- ASSIGNMENT: Pick each line containing the word "Thanks" out of the data below.

= = = = =

PR #4059, opened 2023-04-12
[TEST] Invoke tensor_filter with flexible input and output.

gichan-jang:
Testcase for flexible tensor filter is disabled and activate it after development is done.
In order to invoke tensor_filter with flexible input/output, you need to specify custom option.
 ex)  ``` ... ! tensor_filter framework=... invoke-dynamic=TRUE model=... ! ...```
 * Enable tests after implementation of the tensor_filter dynamic invoke

Self evaluation:

Build test: [ ]Passed [ ]Failed [*]Skipped
Run test: [ ]Passed [ ]Failed [*]Skipped

### DIFF
--- a/gst/nnstreamer/elements/gsttensor_trainer.c
+++ b/gst/nnstreamer/elements/gsttensor_trainer.c
@@ -18,6 +18,10 @@
  * ]|
  *
  * Total number of data to be received is 1000((num-training-samples + num-validation-samples) * epochs)
+ * 
+ * output tensors : dimensions=1:1:4, types=float64.
+ * values are training loss, training accuracy, validation loss and validation accuracy.
+ * -INFINITY value is stored if the value fetched from the sub-plugin is not greater than 0.
  */
 
 #ifdef HAVE_CONFIG_H
@@ -28,6 +32,7 @@
 #include <nnstreamer_util.h>
 #include "gsttensor_trainer.h"
 #include <unistd.h>
+#include <math.h>
 
 /**
  * @brief Default caps string for both sink and source pad.
@@ -56,6 +61,19 @@ GST_DEBUG_CATEGORY_STATIC (gst_tensor_trainer_debug);
 G_DEFINE_TYPE (GstTensorTrainer, gst_tensor_trainer, GST_TYPE_ELEMENT);
 
 /**
+ * @brief Statistical from the model being trained
+ * An enum value indicates the value stored at the index of the output tensor.
+ */
+enum
+{
+  TRAINING_LOSS,
+  TRAINING_ACCURACY,
+  VALIDATION_LOSS,
+  VALIDATION_ACCURACY
+};
+#define MODEL_STATS_SIZE 4
+
+/**
  * @brief Default framework property value
  */
 #define DEFAULT_PROP_INPUT_LIST 1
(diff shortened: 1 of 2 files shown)


tests/nnstreamer_filter_custom/unittest_filter_custom.cc
```diff
@@ -0,0 +1,141 @@
...
+  g_signal_connect (sink_handle, "new-data", (GCallback)new_data_cb, NULL);
+
+  filter_received = 0;
+  sink_received = 0;
+  EXPECT_EQ (setPipelineStateSync (gstpipe, GST_STATE_PLAYING, UNITTEST_STATECHANGE_TIMEOUT), 0);
+
+  EXPECT_TRUE (wait_pipeline_process_buffers (&sink_received, 9, TEST_TIMEOUT_LIMIT));
+
+  /** cleanup registered custom_easy filter */
+  ret = NNS_custom_easy_unregister ("safe_memcpy_10x10");
```
songgot, line 110: "flexbible_filter" is correct, right?

gichan-jang: Updated. Thanks.

gst/nnstreamer/include/nnstreamer_plugin_api_filter.h
```diff
@@ -161,6 +161,8 @@ typedef struct _GstTensorFilterProperties
 
   int latency; /**< The average latency over the recent 10 inferences in microseconds */
   int throughput; /**< The average throughput in the number of outputs per second */
+
+  int invoke_dynamic; /**< True for supporting flexible invoke. NNFW plugin have to allocate output memory. */
```
songgot, line 165: 'plugins have' or 'plugin has' ?

gst/nnstreamer/tensor_filter/tensor_filter.c
```diff
@@ -666,6 +666,12 @@ gst_tensor_filter_transform (GstBaseTransform * trans,
   out_flexible =
       gst_tensor_pad_caps_is_flexible (GST_BASE_TRANSFORM_SRC_PAD (trans));
 
+  if (priv->prop.invoke_dynamic && !out_flexible) {
```
songgot, line 669: In the case of (priv->prop.invoke_dynamic && !in_flexible), is confirmation required?

gst/nnstreamer/include/nnstreamer_plugin_api_filter.h
```diff
@@ -295,6 +297,18 @@ struct _GstTensorFilterFramework
...
+  /**< Mandatory callback. Invoke the given network model.
+   *
+   * @param[in/out] private_data A subplugin may save its internal private data here. The subplugin is responsible for alloc/free of this pointer.
+   * @param[in] info structure of input tensors info
+   * @param[out] info structure of output tensors info. The subplugin should fill this info.
+   * @param[in] input The array of input tensors. Allocated and filled by tensor_filter/main
+   * @param[out] output The array of output tensors. The subplugin should allocate the memory block for output tensor. (data in GstTensorMemory)
+   * @return 0 if OK. non-zero if error.
+   */
+
```
myungjoo, line 311: The API format looks like v0 format (**private_data). Do not touch v0 format. Update v1 format.
And do not add in the middle of the struct. It breaks ABI of old binaries.

myungjoo (changes requested):
Need to reconsider the interface change.

myungjoo (approved):
LGTM

myungjoo (commented):
And make sure that the gstcap becomes ```format=flexible``` if it should be flexible ( framework supports flexible && the model wants flexible)

Even if framework supports flexible, if the models doesn't need flexible, try to keep it "static" for higher efficiency.,

gst/nnstreamer/tensor_filter/tensor_filter.c
gichan-jang: I will check your comment in next PR. Thanks.

gst/nnstreamer/include/nnstreamer_plugin_api_filter.h
gichan-jang: I removed `const` from `const prop` in invoke of filter v1 to update in/out tensors info.
If the sub-plugin using filter v0 wants to use a dynamic filter later, it needs to be changed to filter v1.
Thanks.

songgot (approved):
LGTM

= = = = =

- RESPONSE:
gichan-jang: Updated. Thanks.
gichan-jang: I will check your comment in next PR. Thanks.
Thanks.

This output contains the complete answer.